▸ **TASK DETAILS**
In the data below, one line contains "the file outside)." and a later one contains "Yea I've been". Print both, with every line between them, exactly and alone.

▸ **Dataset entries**
+ + + +

PR #12, opened 2020-05-13
new-scala-file command

landerlo:
WIP new-scala-file. Still needs some polishing but this is a working new-scala-file command.

### DIFF
--- a/lua/metals.lua
+++ b/lua/metals.lua
@@ -5,9 +5,9 @@ local util = require'metals.util'
 local M = {}
 
 local function execute_command(command, callback)
-  vim.lsp.buf_request(0, 'workspace/executeCommand', command, function(err, _, resp)
+  vim.lsp.buf_request(0, 'workspace/executeCommand', command, function(err, method, resp)
     if callback then
-      callback(err, resp)
+      callback(err, method, resp)
     elseif err then
       print('Could not execute command: ' .. err.message)
     end
@@ -60,6 +60,47 @@ end
 M.sources_scan = function()
   execute_command({
     command = 'metals.sources-scan';
+  })
+end
+
+M["metals/quickPick"] = function(_, _, resp)
+  local ids = {}
+  local labels = {}
+  for i, item in pairs(resp.items) do
+    table.insert(ids, item.id)
+    table.insert(labels, i .. '- ' .. item.label )
+  end
+
+  local choice = util.input_list(labels)
+  if (choice == 0) then
+    print("\nmetals: operation cancelled")
+    return { cancelled = true; }
+  else
+    return { itemId = ids[choice] }
+  end
+end
+
+M['metals/inputBox'] = function(_, _, resp)
+    local name = util.input_box(resp.prompt .. ': ')
+
+    if (name == '') then
+      print("\nmetals: operation cancelled")
+      return { cancelled = true; }
+    else
+      return { value = name; }
+    end
+end
+
+M['metals/executeClientCommand'] = function(_, _, cmd_request)
+  if cmd_request.command == 'metals-goto-location' then
+    lsp.util.jump_to_location(cmd_request.arguments[1])
+  end
+end
+
+M.new_scala_file = function(directory_opt)
+  execute_command({
+    command = 'metals.new-scala-file';
+    arguments = { directory = directory_opt}
   })
 end
 
--- a/lua/metals.lua
+++ b/lua/metals.lua
@@ -68,7 +68,7 @@ M["metals/quickPick"] = function(_, _, resp)
   local labels = {}
   for i, item in pairs(resp.items) do
     table.insert(ids, item.id)
-    table.insert(labels, i .. '- ' .. item.label )
+    table.insert(labels, i .. ' - ' .. item.label )
   end
 
   local choice = util.input_list(labels)
@@ -97,11 +97,27 @@ M['metals/executeClientCommand'] = function(_, _, cmd_request)
   end
 end
 
-M.new_scala_file = function(directory_opt)
+--[[
+directory_uri_opt: Path URI for the new file. Defaults to current path. e.g. 'file:///home/...'
+name_opt: Name for the scala file. e.g.: 'MyNewClass'. If nil, it's asked in an input box.
+--]]
+M.new_scala_file = function(directory_uri_opt, name_opt)
+  local args_string_array = {}
+  if directory_uri_opt then
+    table.insert(args_string_array, 1, directory_uri_opt)
+  else
+    table.insert(args_string_array, 1, vim.NIL)
+  end
+  if name_opt then
+    table.insert(args_string_array, 2, name_opt)
+  else
+    table.insert(args_string_array, 2, vim.NIL)
+  end
+
   execute_command({
-    command = 'metals.new-scala-file';
-    arguments = { directory = directory_opt}
-  })
+      command = 'metals.new-scala-file';
+      arguments = args_string_array
+    })
 end
 
 -- Thanks to @clason for this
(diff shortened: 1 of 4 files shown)


ckipp01:
Thanks a lot for starting to work on this! How does this actually work though? Looking at it, I'd expecting that after the `executeCommand` is called (`metals.new-scala-file`) then Metals will respond with a `window/showMessageRequest` with the possible options. However, right now that's unhandled.

landerlo:
Sorry, I forgot to update the setup file, I pushed the changes again with the new setup you need to change the setup as in the new setup example I pushed,  declaring the inputBox and quickPick capabilities, so metals uses that.

The cancelling also works now.

Unfortunately this metals feature should be more standard and use workspaceEdits instead of creating the file in the filesystem and editing it by itself. This means that we never get which file was created or when, so we cannot jump to the new file after creation, that must be using vscode internals to do that. Maybe we can get the trigger by the peeking the status and message messages from metals, but it's not trivial. The sane thing would have been to send workspaceEdits to a new file and let the editor do the right thing and get the focus.

landerlo:
Ok, the focus change is completed now, so this completes the functionality.
I was missing it uses GoToLocation commands to change focus.
You need to update your setup to the example setup here.

We'll need to think a way to have to manage setup and not having to change user config , when metals-nvim add endpoints or capabilities like in this PR. 

Maybe instead of having to using the lua << whole setup code, have something like setup_nvim_metals { myOverrides }

lua/metals.lua
```diff
@@ -63,6 +63,47 @@ M.sources_scan = function()
   })
 end
 
+M["metals/quickPick"] = function(_, _, resp)
```
ckipp01, line 66: Ahh good idea doing it this way to match Nvim `M["metals/quickPick"].

lua/metals.lua
```diff
@@ -63,6 +63,47 @@ M.sources_scan = function()
...
+  local ids = {}
+  local labels = {}
+  for i, item in pairs(resp.items) do
+    table.insert(ids, item.id)
+    table.insert(labels, i .. '- ' .. item.label )
```
ckipp01, line 71:
```suggestion
    table.insert(labels, i .. ' - ' .. item.label )
```

Nitpick, can we add a space here as well. I think it looks a bit better this way.

lua/metals.lua
```diff
@@ -63,6 +63,47 @@ M.sources_scan = function()
...
+    end
+end
+
+M['metals/executeClientCommand'] = function(_, _, cmd_request)
+  if cmd_request.command == 'metals-goto-location' then
+    lsp.util.jump_to_location(cmd_request.arguments[1])
+  end
+end
+
+M.new_scala_file = function(directory_opt)
```
ckipp01, line 100: In what scenario is the `directory_opt` used here? Is this mainly for someone to use if they want to pass in a parameter?

lua/metals/util.lua
```diff
@@ -120,4 +120,30 @@ M.path = (function()
...
+  return vim.fn.input(prompt)
+end
+
+M.input_list = function( options)
+  return vim.fn.inputlist(options)
+end
+---------------------------------------------------------------------
+
+-- TODO: See if nvim provides similar debugging function
+M.to_string = function(o)
```
ckipp01, line 135: More of a general question due to my lack of lua knowledge, but how are functions like this normally handled? I see this want like a `private[metals]`, but I'm assuming there isn't one? So anyone using the plugin can reach into `util` and use this if they want right?

ckipp01:
> I removed my 'rant' about metals not using workspaceEdits to create the file (I still think it'd have been better design than creating the file outside).

I don't exactly remember the reason, but I remember we had this conversation on the Metals side of things I believe and obviously didn't go that route. I don't remember the exact reasoning.

> We'll need to think a way to have to manage setup and not having to change user config , when metals-nvim add endpoints or capabilities like in this PR.

> Maybe instead of having to using the lua << whole setup code, have something like setup_nvim_metals { myOverrides } 

Yea I've been thinking about this a bit lately and trying to figure out what a good balance between just offering everything and having the user set it up, or just doing it for them. I've noticed some plugins like `completion-nvim` for example just straight up override callbacks etc and all they require is to be included `on_attach()`. But I guess I'm not 100% sure that all users will want all the features this will hopefully have or not.

I also am watching [this](https://github.com/neovim/nvim-lsp/issues/200) and seeing what happens. There is the chance that if the entire install goes away, it might make sense to just use Coursier here and add in the install/update/uninstall functionality. If we do that, then the next question is do we just handle the entire setup and not require nvim-lsp at all. /shrug

lua/metals.lua
landerlo: I've added the name_opt as well, so if any of those are passed it won't be requested in the UI. Passing the name is useful for the new symbol quickfix when we create the symbol under cursor.
The directory is probably less useful but it's still an option in the spec. In most cases people will just cd, but I can see -myself if I hace time- using a selection for all the existing packages and selecting destination. Maybe even using a full name: org.corp.NewClass that fills both the folder and the name into one call. Anyway, it doesn't add much code to support it. But feel free to remove if you think it's goldplatting.

lua/metals/util.lua
landerlo: This is my first lua code so I cannot answer.Yes, adding it to the module we can call it from outside util. Also if make it local the linter will complain that it isn't used, if it's exported in the module there is no warning even if not used anywhere.

landerlo:
If there is no update we can have a single nvim_setup that does everything, and user call it, and can  override bindings or Commands after calling it. Maybe that f with all batteries included can be calling three funs for more fine grained like setup() (does the attach), default_bindings(), and default_commands() so somebody can pick and choose to not have any unwanted bindings. I personally like to have new functionality and bindings added with as little config as possible, but offering the pick and choose possibility. For me the test is that a feature like this shouldn't require me any changes if I've gone batteries included. NewScalaFile appears magically when I PlugUpdate
 nvim-metals

lua/metals.lua
```diff
@@ -113,7 +170,7 @@ M.root_pattern = function(...)
 end
 
 -- Callback function to handle `metals/status`
--- This simply sets a global variable `metals_status` which can be easily
+-- This simply sets a global variable `meplugin/metals.vimtals_status` which can be easily
```
ckipp01, line 173: Was this changed by accident?

landerlo: Yes, I've reverted this,

lua/metals.lua
```diff
@@ -63,6 +63,63 @@ M.sources_scan = function()
...
+  end
+  if name_opt then
+    table.insert(args_string_array, 2, name_opt)
+  else
+    table.insert(args_string_array, 2, vim.NIL)
+  end
+
+  execute_command({
+      command = 'metals.new-scala-file';
+      arguments = args_string_array
```
ckipp01, line 119: I didn't realize this before, but on the Metals side, this is a bit odd to me that it's an array of two optional strings rather than 
```ts
{
  uri?: string,
  filename?: string
}
```

lua/metals/util.lua
ckipp01: No worries. This is fine as is, I was just curious.

ckipp01:
> If there is no update we can have a single nvim_setup that does everything, and user call it, and can override bindings or Commands after calling it. Maybe that f with all batteries included can be calling three funs for more fine grained like setup() (does the attach), default_bindings(), and default_commands() so somebody can pick and choose to not have any unwanted bindings. I personally like to have new functionality and bindings added with as little config as possible, but offering the pick and choose possibility. For me the test is that a feature like this shouldn't require me any changes if I've gone batteries included. NewScalaFile appears magically when I PlugUpdate
> nvim-metals

I fully agree with this. I think it makes sense to merge this is, and then start moving towards a setup like that.

PR #20, opened 2020-05-28
Call the correct execute_command function

timokau:
I have no lua experience, so maybe this is not actually the right thing
to do. The current implementation breaks with "attempt to call field"
though, and to me it looks like `execute_command` does not come from
`M`.


timokau:
Thanks for writing this plugin and for the quick reviews :)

+ + + +

▸ **SOLUTION**
> I removed my 'rant' about metals not using workspaceEdits to create the file (I still think it'd have been better design than creating the file outside).

I don't exactly remember the reason, but I remember we had this conversation on the Metals side of things I believe and obviously didn't go that route. I don't remember the exact reasoning.

> We'll need to think a way to have to manage setup and not having to change user config , when metals-nvim add endpoints or capabilities like in this PR.

> Maybe instead of having to using the lua << whole setup code, have something like setup_nvim_metals { myOverrides } 

Yea I've been thinking about this a bit lately and trying to figure out what a good balance between just offering everything and having the user set it up, or just doing it for them. I've noticed some plugins like `completion-nvim` for example just straight up override callbacks etc and all they require is to be included `on_attach()`. But I guess I'm not 100% sure that all users will want all the features this will hopefully have or not.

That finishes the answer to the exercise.